Reed plants are key part of wastewater plant

Sludge falls from a pipe into one of the new reed bed enclosures at the city’s recently-expanded wastewater treatment plant on Dec. 5. The pieces of material seen in the liquid at the bottom are reed roots that will be dormant until spring when shoots should form from them to grow reeds.

The plant roots lying immersed in sludge inside concrete enclosures at the city of Princeton’s newly-expanded and modified wastewater plant this fall haven’t looked like much – long tuberous things that might make you think of giant ginger roots.

But these roots that lay there inert as wastewater sludge has been pumped into the enclosures from the city’s wastewater processing stream, are expected to turn into something dramatically different this coming spring. That is, tall green plants that reduce sludge by consuming the sludge’s nutrients, a key link in the wastewater processing at the newly-expanded wastewater facility.

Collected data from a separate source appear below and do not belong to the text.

PR #9722, opened 2023-06-22
🔧 Run CI only once on push

mateusoliveira43:
## Description

I noticed the project CI runs "twice" in each commit to the repository (one for the real commit and one for the `latest-changes` job).
Ex.: https://github.com/tiangolo/fastapi/actions/runs/5348732342 and https://github.com/tiangolo/fastapi/actions/runs/5348736904

This PR assures it only runs after `latest-changes` job.

## What has been done to achieve the goal

Run `grep -Iinr 'push' .github/workflows` in the project root to check that all jobs that are run `on push` were updated.

## Testing Instructions

I think there is not a easy to test out github actions (what I usually do before merging them, if I want to test prior to merging, is running it from my fork).

But I do this in my personal projects, so I think it safe :smile: Ex.: If you check the [commits in this repo](https://github.com/mateusoliveira43/cly/commits/main), the CI only run after the `latest-changes` job.

### DIFF
--- a/.github/workflows/build-docs.yml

The city of Princeton is at or close to the finish line in its project of not just tripling the city’s wastewater plant’s processing capacity, but also in making some significant modifications in the plant’s design. Another significant design change is in the handling of the wastewater sludge, or biosolids, that are left at the end of processing the wastewater.

In the approximately 16 years since the original mechanical wastewater plant opened, the city has had to remove the sludge from collection tanks and haul it to farm fields about twice a year to spread or inject into the soil.

The wastewater plant’s new design incorporates the use of enclosures called reed beds that can hold biosolids and liquid, and hold a gravel and sand base for reeds to grow in to consume the sludge. The hollow stems of the reeds allow oxygen to come down through the plants to make the process work, says John Fisher, senior design leader at the engineering firm, SEH. SEH is the engineering firm for the city’s wastewater project.

The reed method of breaking down the sludge works so well that no sludge residue should have to be cleaned from the reed beds, likely for 10 years, Fisher said last week.

Fisher notes that reeds have been used for this kind of work throughout Europe, Asia and Australia, as well as in more than 50 locations in the United States. Among its advantages are low construction costs and minimal daily operation and maintenance costs, he points out.

One main advantage is only having to remove sludge residue once every 8-10 years from the plant, versus the old system of twice per year, Fisher said.

The reed system reduces water content, minimizes solids and provides sufficient storage time to stabilize biosolids prior to disposal.

“They’re quite efficient and could grow 8-10 feet tall,” Fisher said of the reeds. “Sometimes it takes one to two years for them to really mature.”

You could compare the reed beds at the city’s wastewater this time of year to that of a marsh that is freezing over for the winter, Fisher added.

Fisher supplied a text on the reeds that describes them as common reed plants with the scientific name, phragmites communis, and a second cousin to the common marsh plant.

The text continues: “It is a tough, adaptable plant, which can grow in polluted waters and find sustenance in sludge. This reed has a voracious appetite for water. The plant is tolerant to low oxygen levels and to waterlogged conditions. The reeds hold themselves in the soil through roots and rhizomes, an intricate network of underground stems.

“New plants in turn will sprout from these stems. These rapidly growing roots provide air passages through the sludge, which in turn provide a host area for many biological communities to develop and continue to mineralize the sludge.”

The Princeton wastewater project resulted in the construction of 12 reed beds, each being in a 50’ x 120’ concrete enclosure. Reeds have only been placed in eight of the reed beds for now because that is all that is considered necessary for now, for processing the amount of wastewater coming through the plant.

The extra reed beds are part of the extra capacity built into the facility to accommodate the potential for future growth.

Fisher noted that the reed beds contain three layers of sand – a pea rock bottom layer, a medium-coarse middle layer and a fine-sand top layer. As Princeton wastewater plant operator Chris Klinghagen looked over some of the reed beds on Dec. 5, he explained that reeds thrive by taking nutrients out of the sludge. He noted that liquid sludge in the reed beds goes into a perforated pipe and the liquid runs to a lift station that pumps it through the wastewater plant again. When the liquid is processed enough through the reed beds, it should exit “crystal clear,” Klinghagen said. “For me, it’s amazing what technology will do.”

Fisher noted that in about 10 years from now, the remaining sludge that will be cleaned out the reed beds will be “pretty inert.” At that point, it can be mixed with compost and applied on land anywhere, according to Fisher, who said it is “quite safe” environmentally.

“It’s nature’s way,” Fisher said about having reeds to reduce biosolids.